The charges pressed by SEC

According to the New York Times, Elon Musk agreed to resign from his post and was also fined $20 million by the SEC. Currently, the charges include a three-year ban on the former chairman and a formation of an SEC-approved special committee by the Board members. They will monitor every business communication from Elon Musk for the above-mentioned tenure. The unforeseen move will require Tesla to induct two experienced directors on the Board for compensating the loss.

The changes are bound to affect the course of the company, but no changes in the behavior of the billionaire tech mogul were observed.
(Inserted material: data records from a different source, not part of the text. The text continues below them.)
PR #28644, opened 2015-03-04
Bug 1139443 - [Calendar] simplify utils/overlap

millermedeiros:
I ended up moving the `ConflictSpan` logic into the same file as `utils/overlap` since it's only used there and it's an _internal_ module..

tried to add a lot of comments to explain things, maybe this will make it easier to maintain it in the future.

please note that the order of the elements changed, now elements that starts earlier have a higher chance of being on the left side of the screen on LTR and on the right side of the screen on RTL (which in my opinion is a good improvement).

I also tried to keep as much from the old unit tests as possible just to make sure we are covering all the previous cases. (had to remove/replace any test that used `remove()` tho, since we don't need this feature anymore)

let me know what you think


try-server-hook:
[millermedeiros Miller Medeiros (millermedeiros)](https://github.com/millermedeiros) started tests. [Results](https://treeherder.mozilla.org/ui/#/jobs?repo=gaia-try&revision=4e594496d776)

apps/calendar/js/utils/overlap.js
```diff
@@ -1,135 +1,167 @@
...
-   * @param {Object|String} busytime id or busytime object.
-   * @return {HTMLElement} associated dom element.
+   * gets ConflictSpan that can fit the item or create a new ConflictSpan
    */
-  getElement: function(busytime) {
-    var id = this._busytimeId(busytime);
-    return this.elements[id];
+  _getConflict: function(item) {
+    var conf, i = -1;
+    while ((conf = this._conflicts[++i])) {
```
gaye: Why double parens?

millermedeiros: because jshint doesn't allow assignments inside `while()` unless you set `boss:true` to avoid errors like `while (foo = bar)` when you really mean `while (foo == bar)`.

gaye: https://developer.mozilla.org/en-US/docs/Web/JavaScript/Reference/Global_Objects/Array/find

millermedeiros: ohh nice, forgot that `Array#find` was added to the spec.. been [using it for a very long time](http://moutjs.com/docs/latest/array.html#find)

Immediately after settling the dues with SEC, Elon Musk emailed the Tesla Employees to work hard in spite of it being a weekend.

In spite of Elon’s communication to the employees predicting profits for the upcoming quarter, Tesla has been involved in cost-cutting procedures by relieving 9 percent of its workforce in June this year. They have also reduced the color variations for Model 3 cars, followed by a delay of payments to the suppliers.

Persisting hurdles of Tesla

With Elon Musk stepping down, the ongoing problems of the company is expected to double up. Their everlasting issues with the Model 3 cars, especially the manufacturing and delivery aspects of it are taking a toll on the annual revenue of the company. The company has invested an astronomical amount in Model 3 cars, believing them to be the face of the company.

Experts emphasized the fact that Tesla, unlike other automobile industries, does not generate revenue until the product is delivered to the customers. Elon admitted facing tremendous problems with the delivery system of the company.

According to the Daily Mail, the automobile maker utilized a whopping $430 million of its $2.7 billion cash supply to compensate for the $742.7 million loss in the third quarter of the current financial year. The abrupt changes in the company were followed by an abrupt fall in its share price to $265 in a single day. With upcoming bond payments of more than a billion dollars, it is of utmost importance for the share prices to be above $360 per share.

The Daily Mail also confirms that Elon Musk will retain the position of CEO in Tesla. He is also the founder and CEO of SpaceX and SolarCity.